🤖 AI Summary
This study addresses the underperformance of medical multimodal large language models (MLLMs) in zero-shot medical image understanding, which stems primarily from inadequate visual grounding capabilities—a limitation that has lacked systematic investigation. The work presents the first comprehensive analysis identifying visual grounding bias as a critical bottleneck in medical MLLMs and introduces VGMED, a novel evaluation benchmark annotated by clinical experts, along with new quantitative metrics and qualitative analysis protocols. Furthermore, the authors propose VGRefine, a training-free inference-time optimization method that enhances localization accuracy through attention redistribution. Extensive experiments across eight state-of-the-art medical MLLMs and six Med-VQA benchmarks—spanning eight imaging modalities and over 110,000 samples—demonstrate that VGRefine consistently improves both visual grounding and question-answering performance, achieving state-of-the-art results.
📝 Abstract
Generalist multimodal large language models (MLLMs) have achieved impressive performance across a wide range of vision-language tasks.

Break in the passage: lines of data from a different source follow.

PR #758, opened 2024-05-30
Added struct definition detection for ecto schemas

### LINKED ISSUE #695: Index `Ecto` schema struct
For example, when we define a module like:

```elixir
defmodule User do
  use Ecto.Schema

  schema "users" do
    field :name, :string
    field :age, :integer, default: 0
    field :password, :string, redact: true
    has_many :posts, Post
  end
end
```

and we can't go to the definition when the cursor at `%Use|r{}` right now, it is pretty annoying.

* https://hexdocs.pm/ecto/Ecto.Schema.html#schema/2
* https://hexdocs.pm/ecto/Ecto.Schema.html#embedded_schema/1
* https://hexdocs.pm/ecto/Ecto.Schema.html#embeds_many/3-inline-embedded-schema
* https://hexdocs.pm/ecto/Ecto.Schema.html#embeds_one/3

scohen:
We now have an extractor that emits a struct definition where ecto structs are defined.

Fixes #695

### DIFF
--- a/apps/remote_control/lib/lexical/remote_control/search/indexer/extractors/ecto_schema.ex
+++ b/apps/remote_control/lib/lexical/remote_control/search/indexer/extractors/ecto_schema.ex
@@ -58,7 +58,7 @@ defmodule Lexical.RemoteControl.Search.Indexer.Extractors.EctoSchema do
 
       definition =
         Entry.block_definition(
-          document,
+          document.path,
           Reducer.current_block(reducer),
           struct_module,
           :struct,
--- a/apps/remote_control/lib/lexical/remote_control/search/indexer/extractors/ecto_schema.ex
+++ b/apps/remote_control/lib/lexical/remote_control/search/indexer/extractors/ecto_schema.ex
@@ -6,36 +6,23 @@ defmodule Lexical.RemoteControl.Search.Indexer.Extractors.EctoSchema do
   alias Lexical.RemoteControl.Search.Indexer.Metadata
   alias Lexical.RemoteControl.Search.Indexer.Source.Reducer
 
-  @schema_types [:schema, :embedded_schema]
   def extract(
-        {schema_type, meta, [{:__block__, _, [_source]} | _]} = schema_block,
+        {:schema, meta, [{:__block__, _, [_source]} | _]} = schema_block,
         %Reducer{} = reducer
-      )
-      when schema_type in @schema_types do
-    document = reducer.analysis.document
-    position = Reducer.position(reducer)
+      ) do
+    case extract_schema_entry(schema_block, meta, reducer) do
+      {:ok, _} = success -> success
+      :error -> :ignored
+    end
+  end
 
-    with true <- defines_schema?(reducer, position),
-         {:ok, current_module} <- Analyzer.current_module(reducer.analysis, position),
-         {do_line, do_column} <- Metadata.position(meta, :do),
-         {:ok, range} <- Ast.Range.fetch(schema_block, document) do
-      detail_range = put_in(range.end, Position.new(document, do_line, do_column + 2))
-
-      definition_entry =
-        Entry.block_definition(
-          document.path,
-          Reducer.current_block(reducer),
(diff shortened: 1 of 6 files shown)


apps/remote_control/lib/lexical/remote_control/search/indexer/extractors/ecto_schema.ex
```diff
@@ -0,0 +1,97 @@
...
+
+  defp block_form?(ast) do
+    {_, result} =
+      Macro.prewalk(ast, false, fn
+        {:__block__, _, [:do]}, false ->
+          {nil, true}
+
+        ast, acc ->
+          {ast, acc}
+      end)
```
zachallaun, line 93: Something that I think should go in a different PR:

We should add an `Ast.prewalk_while/3` that's similar to Sourceror's [`Zipper.traverse_while/3`](https://hexdocs.pm/sourceror/Sourceror.Zipper.html#traverse_while/3) in that the function can return `{:cont, ast, acc}`, `{:skip, ast, acc}`, or `{:halt, ast, acc}` so that we can short-circuit instead of walking the whole tree in cases like this.

```elixir
{_, result} =
  Ast.prewalk_while(ast, false, fn
    {:__block__, _, [:do]}, _ ->
      {:halt, nil, true}

    ast, acc ->
      {:cont, ast, acc}
  end)
```

apps/remote_control/test/lexical/remote_control/search/indexer/extractors/ecto_schema_test.exs
```diff
@@ -0,0 +1,258 @@
...
+      {:ok, [struct], _doc} =
+        ~q[
+         defmodule MySchema do
+           alias Ecto.Schema , as: SCM
+           use SCM
+           schema "my_schema" do
+             field :last_name, :string
+           end
+        end
+        ]
```
zachallaun, line 33: There's a lot of inconsistent indentation in the code examples in these tests. Can we clean it up?

```suggestion
        ~q[
          defmodule MySchema do
            alias Ecto.Schema , as: SCM
            use SCM
            schema "my_schema" do
              field :last_name, :string
            end
          end
        ]
```

zachallaun (changes requested):

apps/remote_control/test/lexical/remote_control/search/indexer/extractors/ecto_schema_test.exs
scohen: most of the inconsistent indentation in the expected cases is due to how extract works. Since it's pulling out a range that has a surrounding indentation, but the range pulls out the context so it starts with no indentation, however, the next line still contains the context's indentation.

apps/remote_control/lib/lexical/remote_control/search/indexer/extractors/ecto_schema.ex
scohen: how do you stop a prewalk though?

zachallaun: I'm not sure I understand the question.

scohen: Pre walk is implemented via Macro.prewalk, I don't know how to stop it, and it will iterate through all the ast nodes eventually

apps/remote_control/test/lexical/remote_control/search/indexer/extractors/ecto_schema_test.exs
```diff
@@ -0,0 +1,258 @@
...
+
+      assert [] == results
+    end
+
+    test "consisting of a single field" do
+      {:ok, [struct], doc} =
+        ~q[
+         defmodule MySchema do
+           use Ecto.Schema
+           embedded_schema "my_schema" do
```
scottming, line 119:
```suggestion
           embedded_schema  do
```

However, their performance on medical tasks, particularly in zero-shot settings where generalization is critical, remains suboptimal. A key research gap is the limited understanding of why medical MLLMs underperform in medical image interpretation. In this work, we present a pioneering systematic investigation into the visual grounding capabilities of state-of-the-art medical MLLMs. To disentangle visual grounding from semantic grounding, we design VGMED, a novel evaluation dataset developed with expert clinical guidance, explicitly assessing the visual grounding capability of medical MLLMs. We introduce new quantitative metrics and conduct detailed qualitative analyses. Our study across eight state-of-the-art (SOTA) medical MLLMs validates that they often fail to ground their predictions in clinically relevant image regions. We note that this finding is specific to medical image analysis; in contrast, prior work has shown that MLLMs are capable of grounding their predictions in the correct image regions when applied to natural scene images. Motivated by these findings, we propose VGRefine, a simple yet effective inference-time method that refines attention distribution to improve visual grounding in medical settings. Our approach achieves SOTA performance across 6 diverse Med-VQA benchmarks (over 110K VQA samples from 8 imaging modalities) without requiring additional training or external expert models. Overall, our work, for the first time, systematically validates inadequate visual grounding as one of the key contributing factors for medical MLLMs' under-performance. Additional experiments are included in the Supp.